Problem requirements:
Print the records again, character for character.

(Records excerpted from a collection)
Issue #5345, opened 2016-06-13
Missing Test for PR #5199 - fix excessive long replication loop


dharders:
PR #5199 was merged and released in 5.4.0 without a test. Discussion in #5196 seemed to indicate that a test would be difficult to write.

I've created a test, [test.replication_perf_regression.js](https://github.com/dharders/pouchdb-replication-perf-regres-test/blob/master/test.replication_perf_regression.js), that seems to catch the performance regression.

I have run the test on 5.2.x through to 5.4.x and it behaves as expected (i.e. Passes 5.2.0, Fails 5.2.1 through to 5.3.2, Passes 5.4+) as the regression was introduced in 5.2.1 and fixed in 5.4.0.

The test works by counting the number of GET requests to the remote `_local/` endpoint, used for replication/checkpointing. A failure occurs when the number of GET requests to the remote `_local/` endpoint are greater than the number of docs replicated. The bad performing code would only flush 1 change per batch and not enable the `pendingBatch.changes` buffer to fill up before the `startNextBatch()` cycle commenced.

I would create a PR, but as a first-time contributor I'm having issues building / running npm test on my dev environment (Windows 7 x64) after a simple git clone, npm install (I will create another issue for this).

It should be easy to modify [test.replication_perf_regression.js](https://github.com/dharders/pouchdb-replication-perf-regres-test/blob/master/test.replication_perf_regression.js) to fit PouchDB's way of testing as I based the test on [another PouchDB test, test.read_only_replication.js] (https://github.com/pouchdb/pouchdb/blob/master/tests/component/test.read_only_replication.js)

As requested @nolanlawson

daleharvey:
This looks great, 2 minor nits is that we use 2 space tabs, and `_local_GET_count ` would be `localGETCount` but the rest looks great. I know you have been having issues getting your local setup completely passing but if you are confident this test will pass then please open a PR and we can see what travis says

nolanlawson:
Awesome, awesome work. I looked over the test, and it looks great except that it may be a bit difficult to run in our test suite as-written. In particular our test suite doesn't normally set up a `pouchdb-express-router` and then count the number of `GET` requests that way; it just talks to the local CouchDB or other server. So you would need some other way to count the requests. (Sometimes we overload `db.get` to do this, but it's a bit wonky TBH.)

[...]

PR #5353, opened 2016-06-15
(#5345) - Added the missing test for PR #5199

dharders:
Added a missing test to catch future `replicateTo()` performance regression (fixed in #5199, discussed in #5345)

**Special Notes**

- Node test only (see [comment](https://github.com/pouchdb/pouchdb/issues/5345#issuecomment-226068960))
- Uses `pouchdb-express-router` for remote endpoint snooping
- Self-contained test. Destroys `express()` server on completion.

Also, we could probably be more aggressive with the performance regression check [on L104](https://github.com/pouchdb/pouchdb/commit/43f083e21ba6586a260cf2157ad614f43f81f99d#diff-515e8d7772217697f1de2703c26d85c1R104) but for now will take the conservative route.

Look forward to your feedback.

### DIFF
--- a/tests/component/test.replication_perf_regression.js
+++ b/tests/component/test.replication_perf_regression.js
@@ -102,6 +102,9 @@ describe('test.replication_perf_regression.js', function () {
       info.doc_count.should.equal(numDocs); // should have replicated to local db
       localGETCount.should.above(0);        // should have hit /remote/_local endpoint at least once
       localGETCount.should.below(numDocs);  // localGETCount should be significantly below numDocs (~9x)
+      return db.destroy();
+    }).then(function () {
+      remote.destroy();
     });
   });
 });
--- a/tests/component/test.replication_perf_regression.js
+++ b/tests/component/test.replication_perf_regression.js
@@ -104,7 +104,7 @@ describe('test.replication_perf_regression.js', function () {
       localGETCount.should.below(numDocs);  // localGETCount should be significantly below numDocs (~9x)
       return db.destroy();
     }).then(function () {
-      remote.destroy();
+      return remote.destroy();
     });
   });
 });
--- a/tests/integration/test.replication_perf_regression.js
+++ b/tests/integration/test.replication_perf_regression.js
@@ -1,6 +1,6 @@
 'use strict';
 
-var PouchDB = require('pouchdb');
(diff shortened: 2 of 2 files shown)


dharders:
Question: DB Cleanup ?

Do you need me to add something like:

```
  ...
  localGETCount.should.below(numDocs);
  return db.destroy();
}).then(function() {
  return remote.destroy();
});
```

after the test is complete ? Where ? After the last `should()` ?

daleharvey:
> after the test is complete ? Where ? After the last should() ?

Yup exactly

Also sorry for the confusion, I think Nolan missed the tests that this were based on but yup this should go in `tests/component`, cheers for the PR :)

dharders:
Ahhh, that might explain the failures in Travis I'm seeing currently with require('pouchdb')

I've noticed some tests use require('pouchdb') to define PouchDB and some just assume it's already defined. 

Do I need to require pouchdb for this type of test to pass Travis? (npm test is passing locally with and without)

Anyway to cancel pending Travis build? @daleharvey

daleharvey:
So inside `tests/integration` the tests generally expect a server setup for them and a pouchdb included, providing your own will work sometimes, however its fairly confusing and is likely to break somewhere, the component tests however mostly run as is, you should be fine in there

dharders:
Are files in tests/component covered by `npm test` ?

I just tried a local `COUCH_HOST=http://192.168.1.180:5984 GREP=test.replication_per* npm test` and it completed without error, but did not list the test and showed `0 passing`.

This same command had `1 passing` when the file was located at `tests/integration`

@daleharvey

daleharvey:
Oh and I cancelled the travis build, cheers

daleharvey:
You need to run `npm test-component` for those tests

dharders:
Just noticed my last commit didn't **return** the final `remote.destroy()`. 

i.e should've been `return remote.destroy();`. Looks like I have [a problem with promises](https://pouchdb.com/2015/05/18/we-have-a-problem-with-promises.html) nolan  ;)

I'll wait for Travis to finish the last build before I push the fix (to make sure everything else is good, looking good so far)

daleharvey:
Awesome, all green :) thanks for the PR, 👍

Answer below:
Issue #5345, opened 2016-06-13
Missing Test for PR #5199 - fix excessive long replication loop


dharders:
PR #5199 was merged and released in 5.4.0 without a test. Discussion in #5196 seemed to indicate that a test would be difficult to write.

I've created a test, [test.replication_perf_regression.js](https://github.com/dharders/pouchdb-replication-perf-regres-test/blob/master/test.replication_perf_regression.js), that seems to catch the performance regression.

I have run the test on 5.2.x through to 5.4.x and it behaves as expected (i.e. Passes 5.2.0, Fails 5.2.1 through to 5.3.2, Passes 5.4+) as the regression was introduced in 5.2.1 and fixed in 5.4.0.

The test works by counting the number of GET requests to the remote `_local/` endpoint, used for replication/checkpointing. A failure occurs when the number of GET requests to the remote `_local/` endpoint are greater than the number of docs replicated. The bad performing code would only flush 1 change per batch and not enable the `pendingBatch.changes` buffer to fill up before the `startNextBatch()` cycle commenced.

I would create a PR, but as a first-time contributor I'm having issues building / running npm test on my dev environment (Windows 7 x64) after a simple git clone, npm install (I will create another issue for this).

It should be easy to modify [test.replication_perf_regression.js](https://github.com/dharders/pouchdb-replication-perf-regres-test/blob/master/test.replication_perf_regression.js) to fit PouchDB's way of testing as I based the test on [another PouchDB test, test.read_only_replication.js] (https://github.com/pouchdb/pouchdb/blob/master/tests/component/test.read_only_replication.js)

As requested @nolanlawson

daleharvey:
This looks great, 2 minor nits is that we use 2 space tabs, and `_local_GET_count ` would be `localGETCount` but the rest looks great. I know you have been having issues getting your local setup completely passing but if you are confident this test will pass then please open a PR and we can see what travis says

nolanlawson:
Awesome, awesome work. I looked over the test, and it looks great except that it may be a bit difficult to run in our test suite as-written. In particular our test suite doesn't normally set up a `pouchdb-express-router` and then count the number of `GET` requests that way; it just talks to the local CouchDB or other server. So you would need some other way to count the requests. (Sometimes we overload `db.get` to do this, but it's a bit wonky TBH.)

[...]

PR #5353, opened 2016-06-15
(#5345) - Added the missing test for PR #5199

dharders:
Added a missing test to catch future `replicateTo()` performance regression (fixed in #5199, discussed in #5345)

**Special Notes**

- Node test only (see [comment](https://github.com/pouchdb/pouchdb/issues/5345#issuecomment-226068960))
- Uses `pouchdb-express-router` for remote endpoint snooping
- Self-contained test. Destroys `express()` server on completion.

Also, we could probably be more aggressive with the performance regression check [on L104](https://github.com/pouchdb/pouchdb/commit/43f083e21ba6586a260cf2157ad614f43f81f99d#diff-515e8d7772217697f1de2703c26d85c1R104) but for now will take the conservative route.

Look forward to your feedback.

### DIFF
--- a/tests/component/test.replication_perf_regression.js
+++ b/tests/component/test.replication_perf_regression.js
@@ -102,6 +102,9 @@ describe('test.replication_perf_regression.js', function () {
       info.doc_count.should.equal(numDocs); // should have replicated to local db
       localGETCount.should.above(0);        // should have hit /remote/_local endpoint at least once
       localGETCount.should.below(numDocs);  // localGETCount should be significantly below numDocs (~9x)
+      return db.destroy();
+    }).then(function () {
+      remote.destroy();
     });
   });
 });
--- a/tests/component/test.replication_perf_regression.js
+++ b/tests/component/test.replication_perf_regression.js
@@ -104,7 +104,7 @@ describe('test.replication_perf_regression.js', function () {
       localGETCount.should.below(numDocs);  // localGETCount should be significantly below numDocs (~9x)
       return db.destroy();
     }).then(function () {
-      remote.destroy();
+      return remote.destroy();
     });
   });
 });
--- a/tests/integration/test.replication_perf_regression.js
+++ b/tests/integration/test.replication_perf_regression.js
@@ -1,6 +1,6 @@
 'use strict';
 
-var PouchDB = require('pouchdb');
(diff shortened: 2 of 2 files shown)


dharders:
Question: DB Cleanup ?

Do you need me to add something like:

```
  ...
  localGETCount.should.below(numDocs);
  return db.destroy();
}).then(function() {
  return remote.destroy();
});
```

after the test is complete ? Where ? After the last `should()` ?

daleharvey:
> after the test is complete ? Where ? After the last should() ?

Yup exactly

Also sorry for the confusion, I think Nolan missed the tests that this were based on but yup this should go in `tests/component`, cheers for the PR :)

dharders:
Ahhh, that might explain the failures in Travis I'm seeing currently with require('pouchdb')

I've noticed some tests use require('pouchdb') to define PouchDB and some just assume it's already defined. 

Do I need to require pouchdb for this type of test to pass Travis? (npm test is passing locally with and without)

Anyway to cancel pending Travis build? @daleharvey

daleharvey:
So inside `tests/integration` the tests generally expect a server setup for them and a pouchdb included, providing your own will work sometimes, however its fairly confusing and is likely to break somewhere, the component tests however mostly run as is, you should be fine in there

dharders:
Are files in tests/component covered by `npm test` ?

I just tried a local `COUCH_HOST=http://192.168.1.180:5984 GREP=test.replication_per* npm test` and it completed without error, but did not list the test and showed `0 passing`.

This same command had `1 passing` when the file was located at `tests/integration`

@daleharvey

daleharvey:
Oh and I cancelled the travis build, cheers

daleharvey:
You need to run `npm test-component` for those tests

dharders:
Just noticed my last commit didn't **return** the final `remote.destroy()`. 

i.e should've been `return remote.destroy();`. Looks like I have [a problem with promises](https://pouchdb.com/2015/05/18/we-have-a-problem-with-promises.html) nolan  ;)

I'll wait for Travis to finish the last build before I push the fix (to make sure everything else is good, looking good so far)

daleharvey:
Awesome, all green :) thanks for the PR, 👍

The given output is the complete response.